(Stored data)
PR #638, opened 2022-05-04
Gather Scatter fix for AVX512VL

deeptiag1:


alheinecke:
This PR seems to be not tested against upstream (which would not care about this PR as AVX512_VL256 at a different place is redirected to AVX2), closing as we will fix it manually.

PR #653, opened 2022-05-26
aarch64 SVE256 support

alheinecke:
In order to support AWS Graviton3 (C7G) instances this PR aims at extending A64FX to SVE256


FreddieWitherden:
Lines which may need inspection:

 - https://github.com/libxsmm/libxsmm/blob/master/src/libxsmm_fsspmdm.c#L35 (should detect NEON without SVE)
 - https://github.com/libxsmm/libxsmm/blob/master/src/generator_spgemm.c#L127 (should detect SVE)

alheinecke:
yes the asparse reg kernel hasn't been touched so far. We are just gathering here changes to kernels and have created the sve256_support branch. If you have time to push fixes against that branch, that's highly appreciated.

Re: cpuid -> yeah that needs to be revisited.... The current solution segfaults and is therefore commented.

FreddieWitherden:
I think this:

https://developer.arm.com/documentation/ddi0595/2020-12/AArch64-Registers/ID-AA64PFR0-EL1--AArch64-Processor-Feature-Register-0

should enable us to detect SVE support.  The length is easy enough to get via `addvl`.

PR #661, opened 2022-06-17
Buffer size checks for AARCH64.

FreddieWitherden:
Probably worth running through the tests before merging (there are a bunch of generating functions my code path do not normally call).


hfp:
Thank you!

● **Work required**
Tell how many lines above include the word "this". Give the number alone.

● **Written answer**
3